Lastly, watch out for sensitive API calls that you do not expect. Things like payout destination changes or transfers to external accounts or even bulk customer data reads. These are extremely high-value targets for attackers, and if you did not initiate it, then it’s most likely an attacker who did so. All right. To summarize this section, here’s two takeaways. One, protect your webhooks at runtime by configuring both IP rules and verifying event signatures. And then monitor your API logs for anomalous behavior to take action. Look out for those 403 error spikes. Parallelly, we are also investing in new tooling and building more capable monitoring and threat detection capabilities. If this is something you’re interested in, and I suspect some of you here are, come talk to us after the session or shoot us a DM. We would love to have your input on what to build next.

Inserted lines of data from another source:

PR #17896, opened 2021-08-17
log password reset email errors to log and do not reveal to user

### LINKED ISSUE #17091: Failing SMTP connection might result in information disclosure in password recovery
When the SMTP connection is not set up correctly, or failing due to other reasons like #17026, requesting for password recovery currently displays the full error message returned from the SMTP server. This could for example include the sender mail address or the login.
As the password recovery is public available we should consider not showing the full error message in this case.

geekdenz:
fixes #17091

### Description:

The lines changed may have already achieved this previously. I could not reproduce seeing any revealing details in the errors I provoked. However, it is now ensured that no detail of the exception is logged to the user and they just get told to contact the admin. The exception is logged to the system logs with the injected logger instance. Currently it is only using the implied `__toString()` method of the exception, which should provide adequate detail to admins. However, there might be better detail that could be logged here. Maybe we want to log the message with `$ex->getMessage()` instead like was previously fed back to the user.

Also, I noticed that `Piwik::translate` was used instead of using an injected `Translator` instance. @tsteur mentioned that we prefer to use DI, but there are a few instances of `Piwik::translate` in this file, so I left it for now, also because there it uses the injected class anyway and it might be easier to understand for a significant amount of users/developers.

### Review

### DIFF
--- a/plugins/Login/PasswordResetter.php
+++ b/plugins/Login/PasswordResetter.php
@@ -12,6 +12,7 @@ use Piwik\Access;
 use Piwik\Auth\Password;
 use Piwik\Common;
 use Piwik\Config;
+use Piwik\Container\StaticContainer;
 use Piwik\IP;
 use Piwik\Mail;
 use Piwik\Option;
@@ -104,6 +105,8 @@ class PasswordResetter
      */
     private $emailFromAddress;
 
+    private $logger;
+
     /**
      * Constructor.
      *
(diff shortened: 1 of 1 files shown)


plugins/Login/PasswordResetter.php
```diff
@@ -179,8 +191,8 @@ public function initiatePasswordResetProcess($loginOrEmail, $newPassword)
         } catch (Exception $ex) {
             // remove password reset info
             $this->removePasswordResetInfo($login);
-
-            throw new Exception($ex->getMessage() . Piwik::translate('Login_ContactAdmin'));
+            $this->logger->error($ex); // log exception details to log
```
tsteur, line 194: @geekdenz this would be potentially logged to the user screen. We don't have a functionality to only log to logs and in this case would likely also not want to log potential information to logs.

Could above information also be triggered for different errors where we maybe still want to show the original error message?

geekdenz: We could catch the specific Exception (find out which one - AuthenticationException or similar) and otherwise also log the message. But in case of an AuthenticationException, log:

> An unspecified error occured, please contact an admin.

or similar. Would this be desirable?

tsteur: we don't really need to log anything in particular here as the message will be shown to the user anyway.

geekdenz:
> When this error happens, please check your SMTP settings.

Also tell user where to change settings.

Catch the specific exception and show above error message.

geekdenz:
No need to merge as solution is documentation. See issue.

All right, bringing this all together. Here’s your checklist for today. Screenshot it, share it with your team, and definitely bring it to your next sprint planning. And here’s our challenge to you today. Before you leave sessions, open your Stripe Dashboard. Go to your API keys page and find your oldest, broadest, the most over-permissioned key, the one that you haven’t changed since day one. And make a plan to replace it with a restricted key by the end of your next sprint.
CAITRIONA KELLY: And if you have a webhook handler and you’re not verifying signatures, fix it immediately. You saw how few lines of code it takes. Don’t ship another release without it.
PRANAV PUNJABI: Security is a shared responsibility. Stripe takes care of the PCI compliance, the hardware security, the fraud detection, but you, as you have seen today, your job is to secure the integration, the keys, the user, and the code that brings it all together. And Stripe does give you all the tools to do so at every stage of your growth. Thank you so much for spending your time with us today.